__What you need to do__
Down to the final character, output the records below as they stand.

(Collected data entries)
# # # # # # #

PR #2312, opened 2026-02-09
Add field wrapper and pointer types with usage guidelines

timfelle:
Introduce guidelines for implementing wrapper and pointer types. Add a Field wrapper and update the pointer management in field_list. Introduce field_array to manage the lifetime of its components effectively.

This is the first step in trying to manage how we deal with complex object lifetime in a streamlined fashion.

### DIFF
--- a/CHANGELOG.md
+++ b/CHANGELOG.md
@@ -1,6 +1,10 @@
 # Changelog
 
 ## Develop
+- Updated field types with a wrapper and ensure lifetime management of field
+  data in field lists and arrays.
+- Updated Developer Patterns documentation with new information on how to manage
+  pointers and lists of complex objects.
 - Added cache cleanup job for CI workflows upon PR closure.
 - Updated compiler check workflows to run on release branches and master.
 - Removed commented-out workflow sections.
--- a/doc/pages/developer-guide/dev_patterns.md
+++ b/doc/pages/developer-guide/dev_patterns.md
@@ -209,11 +209,59 @@ so, code repetition is fine, it will eventually cease to exist naturally.
    True code duplication is when a change in one place will also necessary a
    change in the other.
 
+## F. Complex and Polymorphic arrays.
 
+We often need to use arrays of complex or polymorphic types. Objects which
+support this, must implement a wrapper type following one of the two patterns
+below. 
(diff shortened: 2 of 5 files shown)


vbaconnet (approved):
great stuff! I assume that the intention is to also used this in the registry? In the `entry_t` type? Sorry if this is repeating some discussions that have already been had..

timfelle:
> great stuff! I assume that the intention is to also used this in the registry? In the `entry_t` type? Sorry if this is repeating some discussions that have already been had..

Don't be sorry, I am not sure the discussions were made in public anyhow 😅
Right now the `entry_t` in particular is designed to own the objects explicitly for the scratch and global registries. 

Are you missing a non-owning registry? I am not exactly sure how useful that would be.

vbaconnet:
> Are you missing a non-owning registry? I am not exactly sure how useful that would be.

For some reason I thought this was to replace the private allocatable field in the entry_t type, but I guess it’s not necessary

timfelle:
> For some reason I thought this was to replace the private allocatable field in the entry_t type, but I guess it’s not necessary

Ah, no this is to expand that particular way of doing things to more things, since it is much safer in terms of memory leaking and premature deallocation.

adperezm (approved):
Looks nice!

I have some questions to just keep in mind.

Did I misunderstand that now field_arrays will contain multiple fields that live in there, i.e., are created and destroyed there. While field lists are collections of pointers?

If I did not misunderstand, then I think the names are not that telling, but then, I would also not have any better names :). If I misunderstood, then of course ignore.

Similarly, I feel the name "field_wrapper_t" doesn't tell much. Maybe it shouldn't. But something like field manager or something else, no?

Lastly, in the case of the wrapper itself, maybe this is a stupid question, but why do we need to create the field_array with the wrapper and not the field directly? If the problem is deallocation and such, the field_array could deal with that directly no?

Again, I trust the process, and these things were probably already discussed, so feel free to disregard.

timofeymukha:
> Looks nice!
> 
> I have some questions to just keep in mind.
> 

We decided to keep the field_list_t name because changing that will break a gazzilion lines of code, including user :-)).

Regarding the last question, you cannot have an array of pointers in Fortran, you need to wrap.

PR #2313, opened 2026-02-10
Implement polymorphic wrapper for simulation components

timfelle:
Introduce a private polymorphic wrapper for simulation components to enhance memory management and encapsulation. 
Update related functions to utilize the new wrapper, ensuring proper initialization, cleanup, and allocation checks. 

Fix the TGV example to align with these changes.

Edit:
We remove the appending mechanism. It is not used, as the open factories superseded it. The object itself is now public, eliminating the getter, since protections were marginal at best.


timfelle (commented):
@timofeymukha, I am not sure we can move to a pointer based system for polymorphic objects, since the pointer system we discussed is not supported by our factories. Could you have a look and see what you think of this approach. It still encapsulates and moves management internal to the wrapper.

timofeymukha:
Haven't checked the code, but if this breaks tgv, don't forget to change the tgv cases in all the various tests, there are some .case scattered here and there :).

njansson (approved):

njansson:
Are we good to merge this?

timfelle:
> Are we good to merge this?

Well I think so, but I have not tested it on an extensive number of machines and compilers. So if you believe that is required for this then we need to do so.

src/simulation_components/simulation_component.f90
```diff
@@ -106,9 +106,20 @@ module simulation_component
   !> A helper type that is needed to have an array of polymorphic objects
   type, public :: simulation_component_wrapper_t
      class(simulation_component_t), allocatable :: simcomp
+   contains
+     !> Constructor. Just allocates the pointer.
```
vbaconnet: Docstring mismatch with line 501?
```suggestion
     !> Constructor. Initializes the object.
```

vbaconnet (approved):
I would try to compile on Cray if you have the possibility.. It usually comes up with unpredictable errors so if we can get that out of the way it would be nice. Otherwise I guess we can test on develop and push a fix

# # # # # # #

__Task solution__
PR #2312, opened 2026-02-09
Add field wrapper and pointer types with usage guidelines

timfelle:
Introduce guidelines for implementing wrapper and pointer types. Add a Field wrapper and update the pointer management in field_list. Introduce field_array to manage the lifetime of its components effectively.

This is the first step in trying to manage how we deal with complex object lifetime in a streamlined fashion.

### DIFF
--- a/CHANGELOG.md
+++ b/CHANGELOG.md
@@ -1,6 +1,10 @@
 # Changelog
 
 ## Develop
+- Updated field types with a wrapper and ensure lifetime management of field
+  data in field lists and arrays.
+- Updated Developer Patterns documentation with new information on how to manage
+  pointers and lists of complex objects.
 - Added cache cleanup job for CI workflows upon PR closure.
 - Updated compiler check workflows to run on release branches and master.
 - Removed commented-out workflow sections.
--- a/doc/pages/developer-guide/dev_patterns.md
+++ b/doc/pages/developer-guide/dev_patterns.md
@@ -209,11 +209,59 @@ so, code repetition is fine, it will eventually cease to exist naturally.
    True code duplication is when a change in one place will also necessary a
    change in the other.
 
+## F. Complex and Polymorphic arrays.
 
+We often need to use arrays of complex or polymorphic types. Objects which
+support this, must implement a wrapper type following one of the two patterns
+below. 
(diff shortened: 2 of 5 files shown)


vbaconnet (approved):
great stuff! I assume that the intention is to also used this in the registry? In the `entry_t` type? Sorry if this is repeating some discussions that have already been had..

timfelle:
> great stuff! I assume that the intention is to also used this in the registry? In the `entry_t` type? Sorry if this is repeating some discussions that have already been had..

Don't be sorry, I am not sure the discussions were made in public anyhow 😅
Right now the `entry_t` in particular is designed to own the objects explicitly for the scratch and global registries. 

Are you missing a non-owning registry? I am not exactly sure how useful that would be.

vbaconnet:
> Are you missing a non-owning registry? I am not exactly sure how useful that would be.

For some reason I thought this was to replace the private allocatable field in the entry_t type, but I guess it’s not necessary

timfelle:
> For some reason I thought this was to replace the private allocatable field in the entry_t type, but I guess it’s not necessary

Ah, no this is to expand that particular way of doing things to more things, since it is much safer in terms of memory leaking and premature deallocation.

adperezm (approved):
Looks nice!

I have some questions to just keep in mind.

Did I misunderstand that now field_arrays will contain multiple fields that live in there, i.e., are created and destroyed there. While field lists are collections of pointers?

If I did not misunderstand, then I think the names are not that telling, but then, I would also not have any better names :). If I misunderstood, then of course ignore.

Similarly, I feel the name "field_wrapper_t" doesn't tell much. Maybe it shouldn't. But something like field manager or something else, no?

Lastly, in the case of the wrapper itself, maybe this is a stupid question, but why do we need to create the field_array with the wrapper and not the field directly? If the problem is deallocation and such, the field_array could deal with that directly no?

Again, I trust the process, and these things were probably already discussed, so feel free to disregard.

timofeymukha:
> Looks nice!
> 
> I have some questions to just keep in mind.
> 

We decided to keep the field_list_t name because changing that will break a gazzilion lines of code, including user :-)).

Regarding the last question, you cannot have an array of pointers in Fortran, you need to wrap.

PR #2313, opened 2026-02-10
Implement polymorphic wrapper for simulation components

timfelle:
Introduce a private polymorphic wrapper for simulation components to enhance memory management and encapsulation. 
Update related functions to utilize the new wrapper, ensuring proper initialization, cleanup, and allocation checks. 

Fix the TGV example to align with these changes.

Edit:
We remove the appending mechanism. It is not used, as the open factories superseded it. The object itself is now public, eliminating the getter, since protections were marginal at best.


timfelle (commented):
@timofeymukha, I am not sure we can move to a pointer based system for polymorphic objects, since the pointer system we discussed is not supported by our factories. Could you have a look and see what you think of this approach. It still encapsulates and moves management internal to the wrapper.

timofeymukha:
Haven't checked the code, but if this breaks tgv, don't forget to change the tgv cases in all the various tests, there are some .case scattered here and there :).

njansson (approved):

njansson:
Are we good to merge this?

timfelle:
> Are we good to merge this?

Well I think so, but I have not tested it on an extensive number of machines and compilers. So if you believe that is required for this then we need to do so.

src/simulation_components/simulation_component.f90
```diff
@@ -106,9 +106,20 @@ module simulation_component
   !> A helper type that is needed to have an array of polymorphic objects
   type, public :: simulation_component_wrapper_t
      class(simulation_component_t), allocatable :: simcomp
+   contains
+     !> Constructor. Just allocates the pointer.
```
vbaconnet: Docstring mismatch with line 501?
```suggestion
     !> Constructor. Initializes the object.
```

vbaconnet (approved):
I would try to compile on Cray if you have the possibility.. It usually comes up with unpredictable errors so if we can get that out of the way it would be nice. Otherwise I guess we can test on develop and push a fix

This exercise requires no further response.